Actual fitting in form of analysis steps derived from the ASpecD framework.

Fitting of a model to (experimental) data can always be seen as an analysis step in context of the ASpecD framework, resulting in a calculated dataset.

Introduction

Fitting in context of the FitPy framework is always a two-step process:

  1. define the model, and

  2. define the fitting task.

The model is an instance of aspecd.model.Model, and the fitting task one of the analysis steps contained in this module. They are, in turn, instances of aspecd.analysis.AnalysisStep.

A first, simple but complete example of a recipe performing a fit on experimental data, is given below.

 1format:
 2  type: ASpecD recipe
 3  version: '0.2'
 4
 5datasets:
 6  - /path/to/dataset
 7
 8tasks:
 9  - kind: model
10    type: Gaussian
11    properties:
12      parameters:
13        position: 1.5
14        width: 0.5
15    from_dataset: /path/to/dataset
16    output: model
17    result: gaussian_model
18
19  - kind: fitpy.singleanalysis
20    type: SimpleFit
21    properties:
22      model: gaussian_model
23      parameters:
24        fit:
25          amplitude:
26            start: 5
27            range: [3, 7]
28    result: fitted_gaussian

In this case, a Gaussian model is created, with values for two parameters set explicitly and not varied during the fit. The third parameter is varied during the fit, within a given range. Furthermore, using SimpleFit here without further parameters, a least-squares fit using the Levenberg-Marquardt method is carried out.

Note

Usually, you will have set another ASpecD-derived package as default package in your recipe for processing and analysing your data. Hence, you need to provide the package name (fitpy) in the kind property, as shown in the examples.

This seamless integration of FitPy into all packages derived from the ASpecD framework ensures full reproducibility and allows to easily pre- and postprocess the data accordingly. Particularly for analysing the results of fits, have a look at the dedicated plotters in the fitpy.plotting module and the reporters in the fitpy.report module.

Fitting strategies

Fitting models to data is generally a complex endeavour, and FitPy will not take any decisions for you. However, it provides powerful abstractions and a simple user interface, letting you automate as much as possible, while retaining full reproducibility. Thus, it is possible to create entire pipelines spanning a series of different fitting strategies, analyse the results, and making an informed decision for each individual question.
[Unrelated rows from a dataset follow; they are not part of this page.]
PR #3489, opened 2025-11-06
prompt hardening ui and backend changes

shivam-rawat-akto:


apps/dashboard/src/main/java/com/akto/action/prompt_hardening/PromptHardeningAction.java
```diff
@@ -0,0 +1,455 @@
...
+        } catch (Exception e) {
+            e.printStackTrace();
+            addActionError(e.getMessage());
+            return ERROR.toUpperCase();
+        }
+    }
+
+    // Getters and Setters
+    public Map<String, Object> getPromptsObj() {
+        return promptsObj;
```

The following list provides an overview of the different fitting strategies supported by FitPy (currently, as of January 2022, only a subset of these strategies is implemented).
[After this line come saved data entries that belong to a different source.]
PR #449, opened 2023-10-02
Update scannermsbuild.properties for 5.14

tom-howlett-sonarsource:


scannermsbuild.properties
```diff
@@ -16,6 +16,15 @@ flavors.core20.label=.NET Core 2.1
 flavors.core31.label=.NET Core 3.1
 flavors.framework46.label=.NET Framework 4.6+
 
+5.14.description=Support SonarQube 10.3 API
```
christophelevis, line 19: I don't think this is a change related to 10.3. The drop should actually happen in 10.4 ([SONAR-19233](https://sonarsource.atlassian.net/browse/SONAR-19233)). Should we simply mention "Support for future versions of SonarQube"?

tom-howlett-sonarsource: I updated, I think its good to mention its 10.4 related

scannermsbuild.properties
```diff
@@ -16,6 +16,15 @@ flavors.core20.label=.NET Core 2.1
 flavors.core31.label=.NET Core 3.1
 flavors.framework46.label=.NET Framework 4.6+
 
+5.14.description=Support SonarQube 10.4 API changes
```
christophelevis, line 19: Should we use the word "Prepare..." since we are in advance?

christophelevis (approved):
LGTM. Just made a suggestion.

  • Simple fitting of single datasets

    Make informed guesses for the initial values of the variable parameters of a model and fit the model to the data. The most straight-forward strategy. Still, different optimisation algorithms can be chosen.

    If the fitness landscape is rough and contains local minima, the fit may not converge or get stuck in local minima.

  • Robust fitting via sampling of initial conditions (LHS)

    Instead of informed guesses for the initial values of the variable parameters of a model, these initial values are randomly chosen using a Latin Hypercube. For each of the resulting grid points, an optimisation is performed, analogous to what has been described above.

    Generally, this approach will take much longer, with the computing time scaling with the number of grid points, but it is much more robust, particularly with complicated fitness landscapes containing many local minima.

  • Fitting multiple species to one dataset

    Basically the same as fitting a simple model to the data of a dataset, but this time providing a aspecd.model.CompositeModel.

    Given the usually larger number of variable parameters, robust fitting strategies (LHS) should be used.

  • Global fitting of several datasets at once

    Fit models with a joint set of parameters to a series of independent datasets. Can become arbitrarily complex given that some parameters may be allowed to independently vary for each dataset, while others are constrained, while still others (typically the majority) will be identical for each dataset.

Common to all these different fitting strategies is the need to sometimes omit parts of a dataset from fitting.

Concrete fitting tasks implemented

Currently (as of January 2022), only fitting tasks are implemented that operate on single datasets.

  • SimpleFit

    Perform basic fit of a model to data of a dataset.

    The result is stored as calculated dataset and can be investigated graphically using dedicated plotters from the fitpy.plotting module as well as reporters from the fitpy.report module.

    With default settings, a least-Squares minimization using the Levenberg-Marquardt method is carried out. Initial values and ranges for each variable parameter of the model can be specified, as well as details for the algorithm.

  • LHSFit

    Fit of a model to data of a dataset using LHS of starting conditions.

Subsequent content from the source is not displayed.